Lecture Format: The lectures are based on transparencies as well as board work. The lectures will be mostly based on the material covered in the specified textbook. However, there may be some additional material covered. In order to come to grips with the course, it is essential that you attend the lectures and take notes in the class. Bring the textbook to the class during lectures. Since most of the figures in the lecture will be identical to those in the textbook, no handouts of the lectures will be provided.

It is the responsibility of the students to note down any additional material covered on the board and discussed in class. It is in the best interest of the student to come to class after reading the relevant chapter(s) of the book. The lecture will be fast paced.
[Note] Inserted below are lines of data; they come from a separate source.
PR #233, opened 2021-05-21
feat(search): add a dump index command

olamothe:
https://coveord.atlassian.net/browse/CDX-341

## Proposed changes

Add a command to fetch the content of a whole source, and export it to a CSV format.

## Testing

- [X] Unit Tests:
- [X] Manual Tests:

### DIFF
--- a/packages/cli/package.json
+++ b/packages/cli/package.json
@@ -21,6 +21,7 @@
     "exponential-backoff": "^3.1.0",
     "fs-extra": "^9.1.0",
     "isomorphic-fetch": "^3.0.0",
+    "json2csv": "^5.0.6",
     "node-pty": "^0.10.0",
     "patch-package": "^6.2.2",
     "semver": "^7.3.4",
@@ -35,6 +36,7 @@
     "@oclif/test": "^1",
     "@types/fs-extra": "^9.0.6",
     "@types/jest": "^26.0.22",
+    "@types/json2csv": "^5.0.2",
     "@types/node": "^10",
     "chai": "^4.2.0",
     "eslint": "^7.23.0",
@@ -83,6 +85,9 @@
       },
       "ui:create": {
         "description": "create a user interface powered by different front end frameworks and Coveo Headless"
+      },
+      "search": {
+        "description": "perform queries against a coveo index"
       }
     },
     "hooks": {
--- a/packages/cli/package.json
+++ b/packages/cli/package.json
@@ -86,7 +86,7 @@
       "ui:create": {
         "description": "create a user interface powered by different front end frameworks and Coveo Headless"
       },
-      "search": {
+      "org:search": {
         "description": "perform queries against a coveo index"
       }
     },
--- a/packages/cli/package.json
+++ b/packages/cli/package.json
@@ -34,6 +34,7 @@
     "@coveo/vue-cli-plugin-typescript": "^1.2.1",
     "@oclif/dev-cli": "^1.26.0",
     "@oclif/test": "^1",
+    "@types/cli-progress": "^3.9.1",
     "@types/fs-extra": "^9.0.6",
     "@types/jest": "^26.0.22",
     "@types/json2csv": "^5.0.2",
--- a/packages/cli/src/commands/search/dump.ts
+++ b/packages/cli/src/commands/search/dump.ts
@@ -35,8 +35,10 @@ interface SearchResponse {
 interface FetchParameters {
   client: PlatformClient;
   organizationId: string;
-  source: string;
+  sources: string[];
   additionalFilter: string;
+  fieldsToExclude: string[] | undefined;
+  pipeline: string | undefined;
 }
 
 export default class Dump extends Command {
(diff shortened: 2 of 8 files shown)


packages/cli/src/commands/search/dump.ts
```diff
@@ -0,0 +1,169 @@
...
+  static description =
+    'Dump the whole content of a particular source in a CSV format.';
+
+  static flags = {
+    source: flags.string({
+      char: 's',
+      description:
+        'The identifier of the source for which to extract all documents.',
+      helpValue: 'mySourceName',
+      required: true,
```
y-lakhdar, line 52: I think that in some cases you will want to extract an aggregate of sources.
Will it be considered too dangerous to make the source flag optional?

Also, I think that a pipeline flag would be really useful.
**A past use case: "Extract all the documents from my Salesforce Agent pipeline."**

y-lakhdar: Also, if the "default" pipeline has filters, the dump will may not contain all the documents.

packages/cli/src/commands/search/dump.ts
```diff
@@ -0,0 +1,169 @@
...
+      additionalFilter: flags.additionalFilter,
+    });
+
+    if (allResults.length === 0) {
+      this.log(
+        'Found no results. Are you sure the source name and filter are valid ?'
+      );
+    } else {
+      const data = allResults.map((r) => r.raw);
+      const parser = new Parser({fields: Object.keys(allResults[0].raw)});
```
y-lakhdar, line 94: ouf. The 2 above 2 lines might take a lot of memory if the index has a couple 100K documents.
Maybe a writeStream would be more appropriate here... or just dumping into the CSV after each call.

packages/cli/package.json
```diff
@@ -83,6 +85,9 @@
       },
       "ui:create": {
         "description": "create a user interface powered by different front end frameworks and Coveo Headless"
+      },
+      "search": {
+        "description": "perform queries against a coveo index"
```
louis-bompart, line 90: How do you think in the future the topic subdivision with org etc?

One could argue that an index is something relative to an org, and therefore that it should be `org:search:dump`

packages/cli/src/commands/search/dump.ts
olamothe: Ive ran it on a source with 50k documents and it was fine. 
Took ~1min to query/download, but the file creation was pretty instant.

It took a while to open the CSV with excel though :D 

I could split on chunk, however.

Say, 10k documents maximum per file.

packages/cli/src/commands/search/dump.ts
olamothe: I can make source repeatable.

As for the pipeline, this is a great idea, Ill add it.

packages/cli/package.json
olamothe: Fair enough !

packages/cli/src/commands/search/dump.ts
y-lakhdar: correct. that's specially the case in commerce implementations with large spec fields...
or the infamous "all metadata fields".

packages/cli/src/commands/search/dump.ts
```diff
@@ -0,0 +1,169 @@
...
+import {writeFile} from 'fs-extra';
+import {Parser} from 'json2csv';
+import {cli} from 'cli-ux';
+import {
+  buildAnalyticsFailureHook,
+  buildAnalyticsSuccessHook,
+} from '../../hooks/analytics/analytics';
+
+interface SearchResult {
+  raw: {rowid: string};
```
louis-bompart, line 18: I think the `rowid` come from the backend, right?
If not, I'd say `rowId` (i.e. camelCase)

packages/cli/src/commands/search/dump.ts
louis-bompart: Chunk division is not a bad idea.
Also from a perf perspective, a writeStream is also a good idea, keeping an handle on the file while writting on it will be more efficient.
However you have to be absolutely sure to properly close it, even in case of failure. Otherwise it's a fd/socket that may stay open (although node does its best effort to close this kind of stuff in case of dirty closure, it's not perfect)

packages/cli/src/commands/search/dump.ts
```diff
@@ -0,0 +1,169 @@
...
+    if (response.results.length === 1000) {
+      const lastRowID = response.results[999].raw.rowid;
+      const nextPage = await this.fetchResults(
+        params,
+        progress,
+        lastRetrievedIndexToken,
+        lastRowID
+      );
+      return response.results.concat(nextPage);
+    } else {
```
louis-bompart, line 158: else is useless here ;)

packages/cli/src/commands/search/dump.ts
```diff
@@ -0,0 +1,169 @@
...
+import {
+  buildAnalyticsFailureHook,
+  buildAnalyticsSuccessHook,
+} from '../../hooks/analytics/analytics';
+
+interface SearchResult {
+  raw: {rowid: string};
+}
+
+interface ProgressBar {
```
louis-bompart, line 21: Why do we need a custom interface?

louis-bompart (commented):
Looks good, some🤨 and questions :D

packages/cli/src/commands/search/dump.ts
olamothe: Went with chunks, 10k results by default, possibility to exclude fields.

packages/cli/src/commands/search/dump.ts
olamothe: It's untyped from oclif (everything set as any). 

It's ultimately coming from another lib (cli-progress) that oclif uses. 

The alternative is to install @types/cli-progress, and tell eslint to remove warnings about extraneous import (we don't rely on cli-progress directly).

y-lakhdar (approved):
I think writing into the CSVs incrementally would be better in terms of memory consumption... instead of waiting for the all the results.
But really nice feature 👌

Homework: The student will be given homeworks for practice at home. These homeworks will not be graded. Discussion sections will demonstrate procedure and results for some of the homework problems.

Evaluation Strategy: Evaluation Strategy: The evaluation will be based on the final exam (40% approximately) and two mid-term tests (each 30% approximately). No alternative test arrangements can be made.

Cheating Policy: If you are not already familiar with the department's cheating and plagiarism policies and procedures, read the Cheating Policy document, available from the ICS Undergraduate Student Affairs Office.

Add and Drop Policy: Adding students will depend on class size and TA availability. No adds will be signed after the end of the first week of instruction. Drops may be permitted until the end of the second week of class.

Add/Drop cards will be signed by the instructor in the class.

Tentative Lecture Schedule:

Week 1: Introduction to digital systems and models of computation.
In this week students will learn relationships between software and hardware and different levels of abstraction for representing design.

Week 2: Boolean algebra, binary arithmetic, logic gates.
This is a refresher on knowledge obtained in previous classes with emphasis on implementation of Boolean functions.

Week 3: Simplification and optimization of functions.
Basic techniques for Boolean optimization for performance cost and power. Also in this week students will learn different cost functions for optimization.

Week 4: Design of combinatorial components: ALU, shifters, comparator, etc.
These lectures teach students how to implement basic programming-language operations such as addition, multiplication, comparison and other more complex functions.

Week 5: Latches and flip flops, FSM model.
In this week student learn basic concepts and components of information storage and how to specify systems using state models.

Week 6: Analysis and synthesis techniques for sequential and storage memory components.
Techniques for design and optimization of components described by FSM models.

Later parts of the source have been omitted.